PR #53, opened 2020-02-09
Initial filter processing

paulfd:
The processing seems to happen, now we have to debug :slightly_smiling_face: 
- Since we're still working on the envelopes and such, the filter modulation is "once per block" for now so not the smoothest around. On the other hand it conforts me into the new event handling where the midi state will be the center reference for all events within the block.
- ~~I went with a full stereo processing, which reduces to something I find quite clear in the way it's handled within the voice. Regions store the descriptions of filters, when a voice starts it borrows the needed number of filters and initialize them based on the description, and all filters get called in series in the rendering callback.~~

Ref #30

### DIFF
--- a/src/sfizz/EQPool.cpp
+++ b/src/sfizz/EQPool.cpp
@@ -8,7 +8,7 @@ using namespace std::chrono_literals;
 sfz::EQHolder::EQHolder(const MidiState& state)
 :midiState(state)
 {
-    eq.setChannels(2);
+
 }
 
 void sfz::EQHolder::reset()
@@ -16,9 +16,10 @@ void sfz::EQHolder::reset()
     eq.clear();
 }
 
-void sfz::EQHolder::setup(const EQDescription& description, uint8_t velocity)
+void sfz::EQHolder::setup(const EQDescription& description, unsigned numChannels, uint8_t velocity)
 {
     reset();
+    eq.setChannels(numChannels);
     this->description = &description;
     const auto normalizedVelocity = normalizeVelocity(velocity);
 
@@ -80,7 +81,7 @@ sfz::EQPool::EQPool(const MidiState& state, int numEQs)
     setnumEQs(numEQs);
 }
 
-sfz::EQHolderPtr sfz::EQPool::getEQ(const EQDescription& description, uint8_t velocity)
+sfz::EQHolderPtr sfz::EQPool::getEQ(const EQDescription& description, unsigned numChannels, uint8_t velocity)
 {
     AtomicGuard guard { givingOutEQs };
     if (!canGiveOutEQs)
@@ -93,7 +94,7 @@ sfz::EQHolderPtr sfz::EQPool::getEQ(const EQDescription& description, uint8_t ve
     if (eq == eqs.end())
         return {};
 
-    (**eq).setup(description, velocity);
+    (**eq).setup(description, numChannels, velocity);
     return *eq;
 }
 
--- a/src/sfizz/EQPool.cpp
+++ b/src/sfizz/EQPool.cpp
@@ -1,0 +1,137 @@
+#include "EQPool.h"
+#include "AtomicGuard.h"
+#include <thread>
+#include "absl/algorithm/container.h"
+#include "SIMDHelpers.h"
+using namespace std::chrono_literals;
+
+sfz::EQHolder::EQHolder(const MidiState& state)
+:midiState(state)
+{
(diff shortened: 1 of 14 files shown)


src/sfizz/EQPool.cpp
```diff
@@ -0,0 +1,137 @@
...
+
+sfz::EQPool::EQPool(const MidiState& state, int numEQs)
+: midiState(state)
+{
+    setnumEQs(numEQs);
+}
+
+sfz::EQHolderPtr sfz::EQPool::getEQ(const EQDescription& description, uint8_t velocity)
+{
+    AtomicGuard guard { givingOutEQs };
```
jpcima, line 86: I wonder, what is the purpose of `AtomicGuard`?
does it provide more value that attempting try-lock on a regular mutex?

paulfd: In the way I'd like it to work, not much, but I wasn't sure that locking the mutex if the try-lock succeeds would be realtime-safe on all platforms. Apparently linux uses futexes which should be (?) but I don't know how it all works inside and if it's also the case for MacOS and Windows. Atomics looked a bit safer, although I'm not super fond of the usage of these classes.

If you have better ways I'm actually interested to know more :)

jpcima: No very much detail on it, it's one of many obscure aspects of low level audio programming.
Fwiw, I think it to be generally accepted in the common audio programming wisdom.

Some articles with mentions
http://www.rossbencina.com/code/real-time-audio-programming-101-time-waits-for-nothing
http://atastypixel.com/blog/four-common-mistakes-in-audio-development/

You can find it also in Ardour at various places.
https://github.com/Ardour/ardour/search?q=try_lock&unscoped_q=try_lock

paulfd: If it's good enough for Ardour, it's probably good enough for me, I'll make a todo of this to try it out at some point.

jpcima:
I was previously thinking of a model to process correctly the modulation.

Suppose:
- modulator: EG, LFO, CC, Var, ...
- modulation sink: Filter cutoff, EG volume, ...

A **modulator** is identified by {type, number}.
A **modulation sink** is identified by {opcode}, and it may connected to a **modulation source**.
A **modulation source** is a list of **modulators** which modulate a target together.

A modulation sink needs be computed once per cycle; a modulator may be reused several times, because it may be applied to multiple sinks.

Hence, I think a cache of modulators, that starts fresh every cycle, and can be queried for a given modulator output, computed lazily as it is requested.

`Span<float> modCache.query({type, number})`
→ exists: return it
→ otherwise: compute a modulator cycle and cache it. (includes smoothcc processing)

The cache reserves as many Buffers as there exist modulators to process, a number known once having parsed the SFZ file.

Example: FM on LFO
```
modSource ← lfo.getFrequencyModulationSource()

freqMod ← {0,...,0}
for modKey ∈ modSource
    freqMod += modCache.query(modKey)

freqMod *= rangeCents

for i ∈ [0,numFrames]
    freq ← lfo.baseFreq * cents2ratio(freqMod[i])
    /* LFO */
```

paulfd:
Yes I agree completely, but CCs and LFOs are slightly different in that CCs are shared between voices, whereas LFOs are only within a voice as far as I understood. 

For the filters/EQs I added more of a "pull" model from the `MidiState` now for this. I have quite alot of work-in-progress to finish now that the filters are in for this, but the approach I wanted for CC is exactly what you described. The `MidiState` is the modulation source, it will memoize its CCs envelopes before or on the first query, and modulation targets have a reference to it. Targets are responsible for querying their needed envelopes from the source.

For EGs and LFOs I guess you could to the same within the voice, where you would not need a semi-global like the `MidiState` to synchronize every voice.

I need to switch all existing modulation to the pull model. Also it should be much cleaner to have multiple CCs modulating targets like this, whereas now it is limited to 1.

paulfd:
BTW I still think `_smoothcc` is per-target, not per-source, so the target has to do and save the filtering.

jpcima:
Yes you're correct about this part, however _before_ conversion to cents,
(as suggested by the experiment on cakewalk regarding the pitchbend)

paulfd:
In the end since the grafting code is quite short, 56e0212 is a proposal to actually differentiate mono and stereo processing. After thinking more about it, the gains of stereo-only processing are on systems that are already fast and do not really care about tiny increases in performance (cf #44).

PR #56, opened 2020-02-09
Add pan width and position using the new helpers

paulfd:
Corrected some bugs in the modulation of width and position in the course of the implementation.


src/sfizz/Voice.cpp
```diff
@@ -63,19 +63,19 @@ void sfz::Voice::startVoice(Region* region, int delay, int number, uint8_t value
     basePan = normalizeNegativePercents(region->pan);
     auto pan { basePan };
     if (region->panCC)
-        pan += normalizeCC(midiState.getCCValue(region->panCC->first)) * normalizeNegativePercents(region->panCC->second);
+        pan += normalizeCC(midiState.getCCValue(region->panCC->first)) * region->panCC->second / 100.0f;
```
jpcima: division is slower, better to multiply in cases of a constant.
In gcc, `fast-math` will resolve this to multiplication, but maybe not so on MS where I believe the fast-math equivalent is not available.

jpcima:
I plotted mid and side coeffs, resulting in this data. This is correct?

Capture du 2020-02-10 00-26-09

Logarithmic

Capture du 2020-02-10 00-30-43

paulfd:
Nope, s***. There it should be better, I forgot the pan table has pi/2 and not pi/4. It should be between ~0.707  and 1 for the mid and ~-0.707 and .707 for the side.

jpcima:
New: linear and log

Capture du 2020-02-10 00-52-04
Capture du 2020-02-10 00-52-19

paulfd:
OK I hope I did not screw things up with the git thingy. Should be OK apparently?

src/sfizz/Voice.cpp
```diff
@@ -364,33 +354,28 @@ void sfz::Voice::processStereo(AudioSpan<float> buffer) noexcept
     copy<float>(rightBuffer, span1);
     add<float>(leftBuffer, rightBuffer);
     subtract<float>(span1, leftBuffer);
-    applyGain<float>(sqrtTwoInv<float>, leftBuffer);
-    applyGain<float>(sqrtTwoInv<float>, rightBuffer);
+
+    // Add const aliases to be slightly more readable
+    const auto midBuffer = leftBuffer;
+    const auto sideBuffer = rightBuffer;
```
jpcima: shouldn't these 2 be defined as sum and difference of L/R channels?
mid=L+R
side=L-R

paulfd: So the mixing happened a couple lines above but it may have been reversed. I corrected to try to be a bit clearer, does it make sense to you now?

jpcima:
It's incorrect. pan=0 width=100 should reproduce the signal identically.

Sine 220Hz on the left, 880Hz on the right.

Capture du 2020-02-10 16-27-22

paulfd:
There's a problem with the mixing constants it seems, the residual sines ~15-20db spaced?

jpcima:
Here, the width formula rewritten.
[stereo.dsp.gz](https://github.com/sfztools/sfizz/files/4182072/stereo.dsp.gz)

It's just written out of personal intuition, not off the paper.
It does exactly what the opcode says: mono at 0, identical at +1, reversed at -1

jpcima (approved):

PR #58, opened 2020-02-12
Fix Sfizz crash in Ardour when no file is loaded

AlexMitchellMus:
stop sfizz from crashing host (ardour) if no SFZ file is loaded and project is reloaded

### DIFF
--- a/src/sfizz/Synth.cpp
+++ b/src/sfizz/Synth.cpp
@@ -708,6 +708,9 @@ fs::file_time_type sfz::Synth::checkModificationTime()
 {
     auto returnedTime = modificationTime;
     for (auto file: getIncludedFiles()) {
+        if (file.empty()) {
+            return fs::file_time_type::min();
+            }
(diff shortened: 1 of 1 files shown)


jpcima:
oh, probablty it raises an exception from ghc::filesystem.
You can inihibit the exception by using the function signature which accepts `error_code`.

I suggest to try something like this.
```
std::error_code ec;
const auto fileTime = fs::last_write_time(file, ec);
if (ec)
    return fs::file_time_type::min();
```

AlexMitchellMus:
If you can do the commit I'm fine with that.

jpcima:
I reproduced the problem, and amended the commit as c6cc205.

Now a non-existing pathname can't be entered into `last_write_time`.
Yet, there may be cases where `fs` can result in raised exceptions, and it needs to be reviewed.

For instance, a file may exist and not be accessible for reading; or there may be a race condition between when file a checked and its access, if the file was removed meanwhile.

It's best to strenghten the program against all such cases.

PR #60, opened 2020-02-13
Add floating point helpers, and the fast ilog2

jpcima:
This adds some utility functions which permits to work with floating point at bits level.

The purpose is to implement fast logarithm base 2 with integer result.

I think of using this helper for implementing more efficient oscillator wavetables later.
Here is an article from a series on this topic.
https://www.earlevel.com/main/2012/05/09/a-wavetable-oscillator-part-3/

The motivation is because the variable-rate resampler is not really fit for big changes of pitch that would be necessary for a single wavetable. As such, I think to go with the multisamples as in the article, and moreover this makes lerp reasonable using this method.

When pitch is changed under this method, there is potentially a need to jump between multiple tables to lookup from. Tables are searched by pitch ; it's in this case where log2 in just a couple instructions becomes useful.

The variable-rate resampler will be reserved for non-oscillator cases.

Includes test and benchmark (here a speedup around factor 10)

### DIFF
--- a/benchmarks/BM_mathfuns.cpp
+++ b/benchmarks/BM_mathfuns.cpp
@@ -22,6 +22,7 @@ public:
         std::uniform_real_distribution<float> dist { 0.1f, 1.0f };
         source = std::vector<float>(state.range(0));
         result = std::vector<float>(state.range(0));
+        intResult = std::vector<int>(state.range(0));
         std::generate(source.begin(), source.end(), [&]() { return dist(gen); });
     }
 
@@ -31,6 +32,7 @@ public:
 
     std::vector<float> source;
     std::vector<float> result;
+    std::vector<int> intResult;
 };
 
 BENCHMARK_DEFINE_F(MyFixture, Dummy)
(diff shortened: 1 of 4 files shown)


benchmarks/BM_mathfuns.cpp
```diff
@@ -133,6 +135,29 @@ BENCHMARK_DEFINE_F(MyFixture, SIMDCos)
...
 
+BENCHMARK_DEFINE_F(MyFixture, ScalarLibmFloorLog2)
+(benchmark::State& state)
+{
+    for (auto _ : state) {
+        for (size_t i = 0, n = source.size(); i < n; ++i) {
+            intResult[i] = static_cast<int>(
+                std::floor(std::log2(std::fabs(source[i]))));
+        }
+        benchmark::DoNotOptimize(intResult);
```
paulfd, line 146: Do you need this? If it's declared in the fixture I think it will assume there are side effects. I could be wrong though.

paulfd:
Neat trick! Thanks. So there isn't a `nextpow2` type function in the C++ standard library?

paulfd (approved):

benchmarks/BM_mathfuns.cpp
jpcima: Honestly, no idea. If you ask me why it's there, I copied the method of doing from other test cases above.

jpcima:
There isn't `nextpow2` in standard C++, you would have to add it if you need.

benchmarks/BM_mathfuns.cpp
paulfd: Ok so it's because of past-me then!

Issue #55, opened 2020-02-09
Generator wavetables


jpcima:
This is the wavetable generator with IFFT for saw, square, triangle.
It's based on BSD-licensed kissfft.
https://gist.github.com/jpcima/9e43f08ed3a39e0363115c1ed449740e

In sfizz, it will need to implement adequate resampling so these waves can be generated with good quality.

jpcima:
EDIT changed size*2+1, a benign mistake I copied everywhere, to size/2+1
also made the triangle wave start upwards instead of downwards

About this I don't know, didn't check against real oscillator, but I remember the LFO triangle was starting going up.

**EDIT** checked against ARIA, all waves starting upwards, fixed the square also

jpcima:
It's implemented in the PR #61 
For a short summary of how this thing works:

- there exists a class `HarmonicProfile` which is a spectrum generator for any kind of periodic wave.
You invoke this with successive indices (DFT bin), this returns the amplitude and phase as complex number. It starts at index 1 for fundamental `f0`, then `2*f0`, `3*f0`, up to any size.
The spectrums of conventional waves extend to infinity, that we are able to truncate at whichever point we want.

- it can `generate` into an array of any size, by filling a spectrum of the matching size and doing IFFT.
When parameter `cutoff` is set at 0.5, the whole harmonic range is generated up to Nyquist, or <0.5 to cut it sooner.

- there exist multisamples, which wrap this to generate sets of wavetables for different frequency ranges (currently 1 per octave). For each table, this adjusts `cutoff` such that, when the table is repitched to the range's highest frequency, the scaled harmonics do not exceed Nyquist frequency.

- one can plot a multisamples with `sfizz_test_wavetables` and option `-m`. Pictured below.
When all is well, the final range of 10-20kHz reduces the signal to a single sine wave.
![plot](https://user-images.githubusercontent.com/17614485/74530670-eb1d2d00-4f2a-11ea-8b28-16ea4be351b0.png)

- the demo program permits to listen to an oscillator generated in realtime with a frequency sweep.
When frequency modulation causes a jump from a wavetable to another, this creates a discontinuity, but I don't find it very perceptible.
A thing of note: in Cakewalk's oscillators, there exists a quality setting called `Dual-High`, which permits to interpolate from 2 adjacent wavetables of a multisample, and avoids discontinuity created by such jumps.

- regarding custom oscillators from sound files, it's not too hard to modify the system to add it.

[...]

PR #61, opened 2020-02-14
Add the wavetable oscillator

jpcima:
This is the wavetable oscillator using mipmaps and linear interpolation.

Includes the previous fast ilog2 PR, adds KissFFT (BSD license).

It generates the waves for the waveforms of SFZ with inverse FFT. #55
The usage is quite simple and shown in the demo program.

A series of articles explain the method well.
- https://www.earlevel.com/main/2012/05/04/a-wavetable-oscillator-part-1/
- https://www.earlevel.com/main/2012/05/08/a-wavetable-oscillator%e2%80%94part-2/
- https://www.earlevel.com/main/2012/05/09/a-wavetable-oscillator-part-3/


paulfd:
Thanks! Just a note as this will need to be rebased using the ilog function. If that's OK with you, let's keep this around until we merge and debug the filters. I'll tag it along with the CC envelopes.

jpcima:
>Just a note as this will need to be rebased using the ilog function. If that's OK with you, let's keep this around until we merge and debug the filters.

I'm not sure of what you mean by this, the branch is already based on ilog.
(never mind the force-push just happened, I was confused and I did a wrong manip)

On this wavetable stuff, I will add the mipmapping code later that accepts sound input from files.
I don't add to this PR which is already big enough as it is.

paulfd:
I'm still seeing the floating point helpers in the changed files, it's a bit strange. That was the reason behind this comment.

jpcima:
because the #60 is not yet merged.

paulfd:
I need some sleep 😪 Sorry.

jpcima:
Below is a sfz sample, of which you can uncomment any generator you want.
Aria has "*tri" and "*triangle" as synonym. (from what I can find, it's the only one in that case)

(Aria also mentions a sample=*oscillator whose purpose is not known yet)

```
<region>
lokey=0
hikey=127
sample=*sine
//sample=*saw
//sample=*tri
//sample=*triangle
//sample=*square
```

src/sfizz/Wavetables.h
```diff
@@ -0,0 +1,177 @@
...
+   Multisample of a wavetable, which is a collection of FFT-filtered mipmaps
+   adapted for various playback frequencies.
+ */
+class WavetableMulti {
+public:
+    // number of tables in the multisample
+    unsigned tableSize() const { return _tableSize; }
+
+    // number of tables in the multisample
+    static constexpr unsigned multiSize() { return WavetableRange::countOctaves; }
```
paulfd: The name is not super clear to me. Maybe `octaveCounts` or `countOctaves` or `numTables`?

src/sfizz/Wavetables.h
```diff
@@ -0,0 +1,177 @@
...
+    //     octave 9: 10240 Hz - 20480 Hz
+};
+
+/**
+   Multisample of a wavetable, which is a collection of FFT-filtered mipmaps
+   adapted for various playback frequencies.
+ */
+class WavetableMulti {
+public:
+    // number of tables in the multisample
```
paulfd, line 131: I guess this is number of samples in each table?

src/sfizz/Wavetables.h
```diff
@@ -0,0 +1,177 @@
...
+     */
+    void processModulated(const float* frequencies, float* output, unsigned nframes);
+
+private:
+    /**
+       Interpolate a value from a part of table, with delta in 0 to 1 excluded.
+       There are `TableExtra` elements available for reading.
+       (cf. WavetableMulti)
+     */
+    static float interpolate(const float* x, float delta);
```
paulfd, line 56: This one could be a good candidate for MathHelpers? If only to have it public for testing. Or, since it's quite simple, maybe a free function in the `.cpp` file?

src/sfizz/Wavetables.h
```diff
@@ -0,0 +1,177 @@
...
+    void fillExtra();
+
+    // length of each individual table of the multisample
+    unsigned _tableSize = 0;
+
+    // number X of extra elements, for safe interpolations up to X-th order.
+    static constexpr unsigned _tableExtra = 4;
+
+    // internal storage, having `multiSize` rows and `tableSize` columns.
+    std::unique_ptr<float[]> _multiData;
```
paulfd: Should we use the Buffer here too, just in case?

paulfd:
I pushed some changes on the way the wavetables are added and handled in the resource. Can you check if it's OK/revert/amend? Thanks.

paulfd:
The rest would be more easily tested through sfz rendering, not sure if there are more unit-type tests that could be super relevant here...

src/sfizz/Wavetables.h
jpcima: `numTables` sounds fine

src/sfizz/Wavetables.h
jpcima: Yes exactly, it's an error in the comment.

src/sfizz/Wavetables.h
jpcima: This a function where you can introduce an interpolation function of choice if you'd like to test others.

Since it has `tableExtra=4`, you could do interpolations to the 4th order.
In fact `tableExtra` can be set to 1 if it is kept linear only.

(linear can be considered sufficient for wavetables, they are all lowpassed in advance)

src/sfizz/Wavetables.h
jpcima: No problem yes

jpcima:
>I pushed some changes on the way the wavetables are added and handled in the resource. Can you check if it's OK/revert/amend? Thanks.

The goal was to keep them shared among instances to avoid consuming extra memory.
This proposed change would undo that, is that correct?

paulfd:
Yes it would, although that's not the intended effect. My main idea was to hide the tables within a pool so as not to clutter the `Resources` structure. I'm a bit shaky on the `static` semantics because I know there are weird cases. If we declare the variables as `static const`, possibly further initializing them right within the `Wavetables.h` file rather than in a constructor, would this be fine? This effectively makes them a pure singleton class..

jpcima:
Starting with C++11 the static local variables have thread-safe inits.
This should not be ever a problem.
Of course if that disturbs you, you're free change them into actual globals.

src/sfizz/Wavetables.h
paulfd: Ok since it kinda depends on the table structure let's keep it here for now.

paulfd (approved):

paulfd:
If it's good for you I'll merge this.

PR #62, opened 2020-02-14
Optimize random

jpcima:
There isn't need for quality PRNG for musical uses.
The linear-congruential formula will be faster: https://godbolt.org/z/2dKbeR


paulfd (approved):

paulfd:
Yeah probably, nothing security critical here 🙂

jpcima:
It ran in the LFO branch well, so I assume it fine.

I did another bizarre observation although, uniform_real_distribution seems slow on clang compiler for some reasons. I'll check later to reproduce it in compiler explorer.

As this branch is concerned, good for me.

*Problem to solve:*
What you output must match the lines from the beginning of the material through the line with "- Since we're" exactly, both ends included.

*Response area:*
PR #53, opened 2020-02-09
Initial filter processing

paulfd:
The processing seems to happen, now we have to debug :slightly_smiling_face: 
- Since we're still working on the envelopes and such, the filter modulation is "once per block" for now so not the smoothest around. On the other hand it conforts me into the new event handling where the midi state will be the center reference for all events within the block.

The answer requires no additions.